Recent spatial and temporal changes in the stress regime along the southern Tunisian Atlas front and the Gulf of Gabes: New insights from fault kinematics analysis and seismic profiles

Abstract

Tectonic deformations in the southern Atlassic front of Tunisia (SAFT) and the Gulf of Gabes result from the Nubia-Eurasia convergence. This study, based on the inversion of geologically determined fault slip vectors, presents evidences for spatial and temporal changes in the stress state. Fault kinematics analyses reveal a temporal change in states of stress during the Late Cenozoic. A paleostress (Miocene–Pliocene) state is characterized by a regional compressional tectonic regime with a mean N134 ± 09°E trending horizontal maximum stress axis (σ1).
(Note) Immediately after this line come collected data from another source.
PR #3983, opened 2024-06-05
Improve global cli detection

isaacroldan:
Our way to detect if we were running globally or locally wasn't very robust and failed in some cases.

- Implement a new way to decide if we are running globally or not by using `npm prefix`.
  - `npm prefix` tells you the path to the root of your project, and with `argv` we know what javascript file we are executing. If `argv` starts with same path as `npm prefix` we are certain to be running a local javascript file (inside node_modules) 

- Move `sniffForPath` to a more appropriate location.
- Add `sniffForJson` to detect if the `--json` flag is being used.
- Don't show the global CLI warning if using `--json`
- Force hydrogen's `cli-kit` and `plugin-cloudflare` resolution to use the local version of those packages.

### How to test your changes?
This branch has been released to experimental: `0.0.0-experimental-20240610101312)`

You can test basic usage with an app, but basically changes in this PR are covered by tests in `is-global`.
Running `npm run shopify` inside an app project (that doesn't have a local CLI dependency) should run the global CLI and detect it has such. (previously it was detected as a local CLI)

For instance, running `app info` will show a message like `To change these, run "npm run dev -- --reset"`. That message should change if we detect a local vs a global CLI

### Measuring impact

### Checklist


packages/cli-kit/src/public/node/is-global.ts
```diff
@@ -1,18 +1,38 @@
...
+export function currentProcessIsGlobal(argv = process.argv): boolean {
+  // If we are running tests, we need to disable the cache
+  if (_isGlobal !== undefined && !isUnitTest()) return _isGlobal
+
+  // Path where the current project is (app/hydrogen)
+  const path = sniffForPath() ?? cwd()
+
+  // Closest parent directory to contain a package.json file or node_modules directory
+  // https://docs.npmjs.com/cli/v8/commands/npm-prefix#description
+  const npmPrefix = execaSync('npm', ['prefix'], {cwd: path}).stdout.trim()
```
shauns, line 26: You mentioned in the team Slack that this is more robust than looking at the environment variable -- could you expand a bit on why? Running an executable, even if quick, seems like it'd be more expensive.

Also, only tangently related -- how often do we call this? is it cached (in-memory)?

A modern (Quaternary to present-day) state of stress also corresponds to compressional tectonic regime with a regionally mean N05 ± 10°E trending horizontal σ1. The SAFT corresponds to two distinct domains: a far-foreland Atlassic front related to contractional deformation associated with southward propagate thrusting, and eastward, the Gulf of Gabes characterized by normal component NW to WNW trending faults at the crustal margin scale probably related with a transtensional tectonic regime. We propose that the spatial and temporal changes in the stress during the Miocene–Pliocene and Quaternary may result from the geodynamic evolution of the Tunisian Atlas in relation to the rotation of Corsica–Sardinia blocks and the separation of the Sicilian continental lithosphere from the Ionian oceanic lithosphere. These temporal and spatial stress changes along the SAFT and the Gulf of Gabes are probably the engine behind the moderate seismicity, leading at the same time to a reactivation of the inherited major structures created during the evolution of the southern Tethyan margin.